Of men nu de concrete oorzaak kende of niet, het belang van hygiëne was evident. Mede daarom begon men in de 1860s grachten te dempen. Het belang van goed drinkwater drong langzamer door. Uiteindelijk werd hiervoor in 1877 de Leidse Duinwatermaatschappij opgericht. Het grachtenwater bleef echter smerig en een voortdurend gevaar voor de volksgezondheid. Zelfs in 1980 was tweederde van de binnenstad nog niet aangesloten op een echt riool. Alleen gebruikte toen niemand het meer om groenten of huisraad schoon te maken.

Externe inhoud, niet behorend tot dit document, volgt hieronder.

PR #1295, opened 2019-08-20
Remove update-test-infra.sh since sockpuppet already does it

chaodaiG:
Sockpuppet already does the same thing every day, there is no need to keep this script


srinivashegde86:
sockpuppet already does the updates every morning. Do we need this script as well?

chaodaiG:
Initially sockpuppet only does serving, it seems that it's doing it everywhere now, I'll turn this PR into a delete then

De cholera komt hier niet meer voor, dankzij een combinatie van verbeterde gezondheidszorg, betere hygiëne en betere voorzieningen, met name waterleiding en riolering. De 19e-eeuwse cholera heeft daar zeker een impuls aan gegeven, al was de reactie nogal traag. Dat de cholera weer opduikt wanneer dergelijke voorzieningen instorten door oorlogsgeweld of natuurrampen, bleek de afgelopen decennia in vele landen in de wereld.